Anterior à pandemia, o desejo de simplificar é inerente ao raciocínio humano desde sempre, mas ganhou especial atenção na comunicação pela internet. O próprio Twitter nasceu com a promessa de resumir uma notícia a 140 caracteres, limite das publicações na rede social até meados de 2017, quando a empresa dobrou a cota para atender às necessidades de seus usuários.

Recentemente, os utilizadores do serviço ampliaram esse limite por conta própria com a adoção dos “fios”, sequência de tuítes que somados viram um “textão”. Paradoxalmente, enquanto a imprensa tentava se afastar da amplitude para não parecer velha e prolixa, novas tecnologias buscaram ampliar sua abrangência em nome da relevância. É a vida real dando aquele capote na vida idealizada e resumida do virtual.

Em 1976, o arquiteto e designer gráfico Richard Saul Wurman cunhou o termo “arquitetura da informação”, posteriormente utilizado também para descrever e disciplinar a organização informativa em ambientes complexos compartilhados, como sites e softwares. O norte-americano logo esclareceu que não se tratava de uma tentativa de simplificar esses espaços, o que seria impossível, mas de “tornar o complexo claro” para quem os utiliza (Information Architects, 1997).

É o que faz o professor na sala de aula virtual ou presencial, se esforça para ser claro ao abordar temas complexos. Não parece razoável que pontos importantes sejam suprimidos da informação transmitida para parecer mais palatável. Fosse assim, já não teríamos mais as dolorosas aulas de geometria e aritmética no currículo escolar dos jovens.

Da mesma forma, para avançar na discussão sobre a reabertura das escolas em meio à pandemia, talvez seja adequado refletir sobre a frase de Wurman e não tentar reduzir um tema tão cheio de especificidades a uma opinião, apenas. Muitos cidadãos e negócios são impactados pelo sistema educacional e merecem ser ouvidos. O poder público tem o dever de considerar todos eles em suas decisões. Faltando apenas dois meses para o encerramento do ano letivo, a motivação se afasta da falácia do prejuízo pedagógico.

Cabe a governantes e gestores de escolas públicas e privadas dar transparência às razões contra e a favor da volta às aulas presenciais. É importante deixar sobre a mesa todas as informações de que dispuserem para que pais, alunos, professores, profissionais de segurança, de limpeza e de administração, além da tia da cantina e do tio da portaria – entre tantos outros trabalhadores envolvidos nesse gigante ecossistema chamado educação – possam deliberar conscientemente sobre a questão.

A própria democracia é uma maneira de tornar clara a complexa convivência entre as pessoas em um mesmo espaço, com o estabelecimento de regras e acordos sociais.

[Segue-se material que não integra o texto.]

PR #6315, opened 2017-08-10
Maintain backwards compatibility with apt_preference

tas50:
Remove did not previously require the pin and pin_priority. Also it doesn't make sense to require those for a remove action.


tas50:
The failure is actually a bug in how we display errors that was being hit because of a mismatch int he action names for apt_preference. I'll fix that elsewhere

PR #6318, opened 2017-08-10
Maintain compat with old zypper_repo resource used in cookbooks

tas50:


tas50:
@lamont-granquist mentioned they were different when I asked. We have them everywhere else. If we wanna nuke them we should nuke them all.

PR #6329, opened 2017-08-12
12: Bump omnibus-software to fix early Rubygems segfaults

btm:
Chef 12 builds were failing on Windows in under 3 minutes with a segfault running rubygems.

This passes the pipeline but eats Ruby 2.4. Not sure if we can do that.

http://manhattan.ci.chef.co/job/chef-build/202/


coderanger:
I'm pretty tepid at best on doing 2.4 for the Chef 12 and ChefDK 1 lines. Would it fix things if we upgraded to a newer point release of 2.3? If nothing else this will invalidate all installed gems.

btm:
I tried 2.3.3 at one point, I'll try 2.3.4.

coderanger:
Whatever we end up doing, we should probably keep ChefDK 1.x in sync with it, so that might complicate things further :(

btm:
@lamont-granquist is currently playing the same game with Chef DK, I bet whatever the fix here is will be the same there.

btm:
Okay, this builds now. Please review for any of the non-ruby changes that might be a concern.

After https://github.com/chef/omnibus-software/pull/876 is merged I'll fix the git reference to omnibus-software.

Gemfile
```diff
@@ -12,14 +12,12 @@ source "https://rubygems.org"
...
 
 gem "chef-config", path: File.expand_path("../chef-config", __FILE__) if File.exist?(File.expand_path("../chef-config", __FILE__))
-gem "rake"
 gem "bundler"
 gem "cheffish" # required for rspec tests
 
 group(:omnibus_package) do
   gem "appbundler"
   gem "rb-readline"
-  gem "nokogiri", "~> 1.7.2"
```
lamont-granquist: that should still be in there, but the pin should be dropped i think

lamont-granquist: ugh, its the old stuff, right...

btm: I forget the exact message, but I needed to bump nokogiri. Now that I think about it, it might have been related to 2.4 so maybe I could back this out. I'm not sure which is better. But yeah, I copied the pattern from your big change in master.

btm:
I'm giving up on the remaining two Travis tests for now (chef-zero and halite).

PR #6332, opened 2017-08-14
Update Gemfile.lock without attempting to install Gems

tduffield:
### Description

Fix the auto-bumping by removing the bundle lock that was preventing us from updating the Gemfile.lock.

### Check List

- [ ] All tests pass


btm:
In case it's not obvious, the two travis failures are unrelated failures we haven't gotten around to fixing.

PR #6343, opened 2017-08-22
[MSYS-646]Working on fix for minimum package versioning bug

Vasu1105:
In progress

### Description
When running 
package 'binutils >= 2.20.51.0.2-5.11' 

chef client fails with exception 
`installed package binutils-2.23.52.0.1-55.el7 is newer than candidate package binutils-2.23.52.0.1-30.el7_1.2`

Though 2.23.52.0.1-55.el7 being the latest version on the system, client run is trying to update it to version 2.23.52.0.1-30.el7_1.2 lower than currently installed 2.23.52.0.1-55.el7.
### Issues Resolved

https://getchef.zendesk.com/agent/#/tickets/15964

### Check List

- [ ] All tests pass

### DIFF
--- a/lib/chef/provider/package/yum.rb
+++ b/lib/chef/provider/package/yum.rb
@@ -445,12 +445,26 @@ class Chef
           end
 
           unless packages.empty?
-            new_package_name = packages.first.name
-            new_package_version = packages.first.version.to_s
-            debug_msg = "#{name}: Unable to match package '#{name}' but matched #{packages.size} "
-            debug_msg << (packages.size == 1 ? "package" : "packages")
-            debug_msg << ", selected '#{new_package_name}' version '#{new_package_version}'"
-            Chef::Log.debug(debug_msg)
+            installed_package = packages.find {|p| p.installed == true }
+
+            if installed_package
+              packages.each do |pkg|
+                if pkg.version.evr > installed_package.version.evr
+                  new_package_name = pkg.name
+                  new_package_version = pkg.version.to_s
+                else
+                  new_package_name = installed_package.name
+                  new_package_version = installed_package.version
+                end
+              end
+            else
+              new_package_name = packages.first.name
+              new_package_version = packages.first.version.to_s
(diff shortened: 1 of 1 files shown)


lamont-granquist:
where's the bug report here?

lamont-granquist:
and i'd prefer to remove the yum code entirely and replace it with the dnf package approach.  and i really do not want to implement some kind of an extension to the api here which requires continuing that forwards when the dnf package provider may have solved that.

Vasu1105:
@lamont-granquist  This issue reported on zendesk here is the link https://getchef.zendesk.com/agent/#/tickets/15964 and this is card link https://chefio.atlassian.net/browse/MSYS-646

Vasu1105:
@lamont-granquist  I tried using dnf_package to install the same package which is mentioned in the issue
I am testing this on Red Hat versiugon 7.2 
I am getting error
`ec2-52-91-215-65.compute-1.amazonaws.com >>>> Caused by NoMethodError: undefined method `+' for false:FalseClass
ec2-52-91-215-65.compute-1.amazonaws.com /opt/chef/embedded/lib/ruby/gems/2.4.0/gems/chef-13.2.20/lib/chef/provider/package/dnf/python_helper.rb:44:in `dnf_command'`

When I had debug the error, came to know it tries to import dnf module at this [line](https://github.com/chef/chef/blob/master/lib/chef/provider/package/dnf/python_helper.rb#L41.)  but unable to do so since dnf package is not available on the system because of which it throws above error. So I have tried installing dnf on the system using yum install dnf but it says no package dnf available. So am I missing something over here while using dnf_package resource for RHEL 7.2

lamont-granquist:
yeah i think per discussion i just had with @jonlives is that either him or me are going to entirely replace the yum provider with a new one based on the approach in the dnf provider, which should fix this issue.

lamont-granquist:
yeah #6540 will make this go away properly in Chef-14.

PR #6351, opened 2017-08-25
dnf_provider: be more specific when we provide `package`

jaymzh:
### Description

It is really bad to have Chef all of a sudden start using a different provider
on the same OS because you happen to install DNF to play with it.

For RHEL, we know 8 will default to DNF, and 7 defaults to yum, so we specify
that.

Signed-off-by: Phil Dibowitz <phil@ipom.com>

### Issues Resolved

Unexpectedly switching package managers

### DIFF
--- a/lib/chef/provider/package/dnf.rb
+++ b/lib/chef/provider/package/dnf.rb
@@ -35,9 +35,11 @@ class Chef
         use_multipackage_api
         use_package_name_for_source
 
-        provides :package, platform_family: %w{rhel fedora amazon} do
+        provides :package, platform_family: %w{fedora amazon} do
           which("dnf") && shell_out("rpm -q dnf").stdout =~ /^dnf-[1-9]/
         end
+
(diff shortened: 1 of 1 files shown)


lamont-granquist:
@chef/client-core reviewage

overall i'm okay with this.  if i noodle hard enough on it, its theoretically a breaking change, but i suspect phil is about the only person that really cares about this use case.

jaymzh:
I would argue I'm fixing a breaking change. :)

jaymzh:
(and yes I need to update the tests just getting the PR up for any commentary)

tas50:
I can't see anyone out there wanting chef to use DNF on RHEL 7, but technically they could. It would be a really odd edge case.

jaymzh:
We will want to eventually, but when we do we will call `set_priority_map` directly. We backported Rawhide DNF to RHEL7 and worked with RedHat to get those RPMs published, so we'll get there, but it certainly should switch which package manager you used just because it's installed :)

PR #6353, opened 2017-08-26
Launchd should not load launchagents as root.

mikedodge04:
The Launchd resource will load launchagents as root when the mac is
sitting on the login window. This is never a desired outcome and is hard
to recover from. This change now will now check to see if a user is
logged in before loading launchagents.

Signed-off-by: Mike Dodge <mikedodge04@gmail.com>


mikedodge04:
I screwed up my git branch hard, said f it and started over.  :'(  
#5846

PR #6355, opened 2017-08-28
speed up immutabilization

lamont-granquist:
since we only inject Mash/VividMashes do not convert


lamont-granquist:
yeah ImmutableMash is not a public-facing API.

É esse regime político que garante as liberdades individuais, como a de expressão e a de zelar pela própria vida. Assim, qualquer pessoa pode comparar escolas a praias e a shoppings, se quiser. Mas, certamente, não deverá ser um tuíte simplificador o detentor do poder de decidir pela saúde alheia.

Ricardo Fotios é jornalista, professor universitário e pesquisador de temáticas relacionadas ao uso de tecnologias no ecossistema da comunicação. É autor de Reportagem Orientada pelo Clique (Appris, 2018) e pesquisador associado ao ESPM MediaLab.